Hopefully in the next few weeks I'll have a job at the groomers and she'll show me how to do it properly!


----------



## momtoboo (Jan 30, 2006)

Cheri said:


> So it seems everyone's in favor of the rounded scissors! I wonder if a pair of rounded baby nail scissors would be the same?? I don't have a pet store close (over an hour away, no joke lol) but I can buy them online if I have to. Sounds perfect for what I need! If she wasn't such a spazz I'd be able to feel comfortable lol
> And if I don't trim them she has that corn chip smell on her feet! And since I can't afford for her to be fully groomed (which is ok because she really doesn't need it rightnow anyway) I just have to do it myself.
> Hopefully in the next few weeks I'll have a job at the groomers and she'll show me how to do it properly!

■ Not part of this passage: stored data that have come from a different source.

PR #946, opened 2023-06-09
Use PurePath type annotation when path casted to string

carlcsaposs-canonical:
Concrete paths (pathlib.Path) are not needed since the filesystem is not being accessed from the path object; only pathlib.PurePath is needed

Added `StrOrPurePath` type annotation to ops.Container methods that only accepted `str` type for path

(`pathlib.Path` is a subclass of `pathlib.PurePath`)

More info:
https://docs.python.org/3/library/pathlib.html#pure-paths
https://docs.python.org/3/library/pathlib.html#concrete-paths

## Checklist

 - [ ] **N/A** If this code exposes model data, does it do so thoughtfully, in a way that aids understanding?

 - [ ] **N/A** Do error messages, if any, present charm authors or operators with enough information to solve the problem?

## QA steps

Call ops.Container methods (e.g. `pull()`) with a `pathlib.PurePath` & check type annotation

## Documentation changes

Type annotation for some methods changes from `str | Path` to `str | PurePath`

## Bug reference

N/A

## Changelog

- Accept `pathlib.PurePath` type in `ops.Container` methods: `pull`, `push`, `list_files`, `exists`, `isdir`, `make_dir`, `remove_path`

### DIFF
--- a/ops/model.py
+++ b/ops/model.py
@@ -30,7 +30,7 @@ import time
 import typing
 import weakref
 from abc import ABC, abstractmethod
-from pathlib import Path
+from pathlib import Path, PurePath
 from subprocess import PIPE, CalledProcessError, run
 from typing import (
     Any,
@@ -126,6 +126,7 @@ if typing.TYPE_CHECKING:
 
 
 StrOrPath = typing.Union[str, Path]
+StrOrPurePath = typing.Union[str, PurePath]
 
 logger = logging.getLogger(__name__)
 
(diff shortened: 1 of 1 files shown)


ops/model.py
```diff
@@ -126,6 +126,7 @@
 
 
 StrOrPath = typing.Union[str, Path]
+StrOrPurePath = typing.Union[str, PurePath]
```
benhoyt, line 129: Let's remove this and just spell out `Union[str, PurePath]` wherever it's used (you could make this fix for `StrOrPath` if you want, but not a requirement for this PR). I think it's better documentation, as we don't have to document (or have them look up) what `StrOrPath` means.

Also, let's drop the `typing.` prefix as `Union` is imported directly.

benhoyt (changes requested):
Seems reasonable to me, especially as these are paths on the remote system, not real filesystem paths -- thanks!

Just one small change requested.

benhoyt (approved):

PR #949, opened 2023-06-12
Fix issue with relative paths in Container.push_path

### LINKED ISSUE #948: Container.push_path duplicates src_path
```python3
def local_list(source_path: Path) -> List[pebble.FileInfo]:
            paths = source_path.iterdir() if source_path.is_dir() else [source_path]
            files = [self._build_fileinfo(source_path / f) for f in paths]
            return files
```
in ops.model, line 2115, the `self.build_fileinfo(source_path / f)` duplicates the source path.

For instance:

```
source_path = Path("templates/config.yaml")
...
files = [self._build_fileinfo(source_path / f) for f in paths]
```
`source_path / f` would be equivalent to `"templates/config.yaml/templates/config.yaml"` which causes `FileNotFoundError`.

yanksyoon:
This PR fixes the error caused by duplicate paths in `container.push_path()`.

Please see #948 .

## QA steps

*Please replace with how we can verify that the change works.*

```sh
QA steps here
Running `tox`
```

## Documentation changes

No changes required. 

## Bug reference

Fixes #948

## Changelog

- Fixes bug in container.push_path, which caused FileNotFoundError when pushing paths to the container.

### DIFF
--- a/ops/model.py
+++ b/ops/model.py
@@ -2274,7 +2274,7 @@ class Container:
         # /src --> /dst/src
         file_path, source_path, dest_dir = Path(file_path), Path(source_path), Path(dest_dir)
         prefix = str(source_path.parent)
-        if os.path.commonprefix([prefix, str(file_path)]) != prefix:
+        if prefix != '.' and os.path.commonprefix([prefix, str(file_path)]) != prefix:
             raise RuntimeError(
                 f'file "{file_path}" does not have specified prefix "{prefix}"')
         path_suffix = os.path.relpath(str(file_path), prefix)
--- a/ops/model.py
+++ b/ops/model.py
@@ -2113,7 +2113,7 @@ class Container:
 
         def local_list(source_path: Path) -> List[pebble.FileInfo]:
             paths = source_path.iterdir() if source_path.is_dir() else [source_path]
-            files = [self._build_fileinfo(source_path / f) for f in paths]
+            files = [self._build_fileinfo(f) for f in paths]
             return files
 
         errors: List[Tuple[str, Exception]] = []
--- a/test/test_helpers.py
+++ b/test/test_helpers.py
@@ -133,3 +133,20 @@ class BaseTestCase(unittest.TestCase):
         meta = ops.CharmMeta()
         model = ops.Model(meta, backend)
         return model
+
+def make_relative_path(relative_to_path, target_path) -> str:
+    """Make target_path relative to the relative_to_path.
+
+    This is a helper function to test pathing created in temporary directories.
+    If two paths are from the root directory and a path operation is applied,
+    the latter path will overwrite the former, hence this helper function is
+    required for testing purposes.
+
+    Args:
+        relative_to_path: The relative path root.
+        target_path: Target path to make relative to.
+    """
+    if target_path.startswith("/"):
+        return os.path.join(relative_to_path, target_path[1:])
+    else:
+        return os.path.join(relative_to_path, target_path)
--- a/test/test_helpers.py
+++ b/test/test_helpers.py
@@ -133,21 +133,3 @@ class BaseTestCase(unittest.TestCase):
         meta = ops.CharmMeta()
         model = ops.Model(meta, backend)
         return model
-
-
-def make_relative_path(relative_to_path, target_path) -> str:
-    """Make target_path relative to the relative_to_path.
-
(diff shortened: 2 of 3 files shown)


benhoyt:
This looks like a good find, thanks! Presumably we don't have a test of this code path -- is it possible to add one?

yanksyoon:
I've added another test function, that is similar to the existing one. The difference being that it's changing working directory before each tests so that the relative paths are "truly" relative :). Please let me know if further changes are required!

Thank you!

test/test_model.py
```diff
@@ -1174,6 +1174,100 @@ def test_recursive_push_and_pull(case):
         assert c.exists(fpath), f'pull_path failed: file {fpath} missing at destination'
 
 
+def change_to_relative_path(case: PushPullCase):
```
benhoyt, line 1177: This is a ton of code just to test this case. Instead of trying to re-run all the test cases above, can we just test this specific case? I've been playing with it locally, and this seems to exercise it:

```python
def test_push_path_relative():
    harness = ops.testing.Harness(ops.CharmBase, meta='''
        name: test-app
        containers:
          foo:
            resource: foo-image
        ''')
    harness.begin()
    harness.set_can_connect('foo', True)

    with tempfile.TemporaryDirectory() as tmpdir:
        tmp = pathlib.Path(tmpdir)
        os.makedirs(tmp / 'src' / 'foo')
        with open(tmp / 'src' / 'foo' / 'bar.txt', 'w') as f:
            f.write('hello')

        rel_src = os.path.relpath(tmp / 'src' / 'foo' / 'bar.txt')
        container.push_path(rel_src, tmp / 'dest')

        content = container.pull(tmp / 'dest' / 'bar.txt').read()
        assert content == 'hello'
```

benhoyt (changes requested):

test/test_model.py
yanksyoon: I'm not quite sure that using a relative pathing would really test the case that I'm trying to fix.
The relative path would give a path like: `../../path/to/dir`, whereas the test case that i'm trying to test is `path/to/dir`, for example in charm src directory, when trying to push contents under `templates/`.

This goes to explain the addition of `prefix != '.'` code in the previous comment.
When using a path under the charm src, using the example `templates/` path, the prefix would be set as `.`, as it tries to get the parent of the `templates/` path. 

Here's a code snippet to replicate the behavior: https://pastebin.canonical.com/p/yHdMN4xSZz/

benhoyt: Okay. The test I included definitely failed before the fix and works after, so it's doing something. :-)

But if we need to use a path without a dot prefix as well, like `templates/config.yaml`, that's fine. Let's just keep the test simple and focussed. I don't mind using `os.chdir` if we need to -- though if we do that, let's do it in a `try ... finally` block to change back to the old directory even in case of failure.

yanksyoon: Sounds good! Thank you for the guidance!

test/test_helpers.py
```diff
@@ -133,3 +133,21 @@ def create_model(self):
         meta = ops.CharmMeta()
         model = ops.Model(meta, backend)
         return model
+
+
+def make_relative_path(relative_to_path, target_path) -> str:
```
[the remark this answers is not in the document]
yanksyoon: Removed, thank you!

test/test_model.py
yanksyoon: Refactored the tests, thank you!

ops/model.py
```diff
@@ -2274,7 +2274,7 @@ def _build_destpath(file_path: StrOrPath, source_path: StrOrPath, dest_dir: StrO
         # /src --> /dst/src
         file_path, source_path, dest_dir = Path(file_path), Path(source_path), Path(dest_dir)
         prefix = str(source_path.parent)
-        if os.path.commonprefix([prefix, str(file_path)]) != prefix:
+        if prefix != '.' and os.path.commonprefix([prefix, str(file_path)]) != prefix:
```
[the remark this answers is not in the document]
yanksyoon: Reiterating for visibility from the conversation below :)

The `.` prefix is required for relative paths since the parent to source path could be `.`.

benhoyt (approved):
Excellent, tests look much simpler now -- thanks.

I use the round tip baby scissors. They work fine.


----------



## MalteseObsessed (Mar 7, 2010)

You can get the human nail scissors that are rounded at the ends from places like Target, Bed Bath and Beyond, Walmart etc....Revlon makes a pair, but just to be safe better to stay away from the hair between the pads and just clean up what is safe to cut byond the pads!!!!


----------



## almitra (Apr 24, 2009)

I find that the less frquently you do a certain grooming action, (i.e. pad trimming), the more time it will take to get the pup accustomed to it...if at all. I use a wahl mustache trimmer and it works very well..and quickly, too. I just had to get both of mine used to the noise/vibration. Took time, but was accomished with vigilance on y part.  If you allow th hair between the toes to grow it ca mke them slip more easily on laminate surcaes, cause burrs to stick more often, and can splay the pads unnaturally. Oviously from the threads responding, you can use scissors or trimmer--your choice. Just try different things and stay with whatever works best for you and your baby.  Don't give up, the pup will learn to acquiesce.


----------



## Cheri (Jan 7, 2008)

almitra said:


> I find that the less frquently you do a certain grooming action, (i.e. pad trimming), the more time it will take to get the pup accustomed to it...if at all. I use a wahl mustache trimmer and it works very well..and quickly, too. I just had to get both of mine used to the noise/vibration. Took time, but was accomished with vigilance on y part.  If you allow th hair between the toes to grow it ca mke them slip more easily on laminate surcaes, cause burrs to stick more often, and can splay the pads unnaturally. Oviously from the threads responding, you can use scissors or trimmer--your choice. Just try different things and stay with whatever works best for you and your baby.  Don't give up, the pup will learn to acquiesce.


Well, she was a puppy mill breeder, so her toes are a bit splayed unnaturally anyway from the wire floor she lived in. 
We have mostly tile through the house, so its important that she doesnt slip!


I'm going to get me a pair of those scissors tomorrow. I live in a town of 2500 people...there's not a lot of places to shop LOL Luckily we DO have a walmart tho


----------



## MalteseObsessed (Mar 7, 2010)

I know you mentioned your baby doesn't like the sound of a clipper, but here is another rather inexpensive battery operated little clipper that i use for 'in between' the paws, but also even if you can just do a quick outside the paws with this clipper, it will keep your baby from slipping on hardwood.

PetEdge: Master Grooming Tools Pink Precision Pet Trimmers

I do a quick swipe over the paws after every bath!! I use this gizmo to do all my friends pups paws also!!! Good luck!!!


----------



## edelweiss (Apr 23, 2010)

I also use a mustache trimmer and do it every week. We have either hardwood or marble on every floor and marble on all of our balconies---so it is very slippery. Kitzel has fast running fits and is a very big bouncer (like a rabbit)! So I need to keep a step ahead "of the hounds" on this one!:HistericalSmiley:
I think you just have to keep turning it off and on and feeding special treats to get them accustomed to the sound. Good luck!


----------



## Cheri (Jan 7, 2008)

lepetitecosette said:


> I know you mentioned your baby doesn't like the sound of a clipper, but here is another rather inexpensive battery operated little clipper that i use for 'in between' the paws, but also even if you can just do a quick outside the paws with this clipper, it will keep your baby from slipping on hardwood.
> 
> PetEdge: Master Grooming Tools Pink Precision Pet Trimmers
> 
> I do a quick swipe over the paws after every bath!! I use this gizmo to do all my friends pups paws also!!! Good luck!!!


Yeah. I have something very much like that now, and she freaks LOL I was thinking I might just have to get a grooming table to help me hold her and keep both hands free. She does better standing, but I use my counter (that's extra and used only for this) so I have to keep a hand under her at all times or she tries to jump down. 
idk. I'm still keeping my fingers crossed for that grooming job...then maybe I wont have to get a table  lol


----------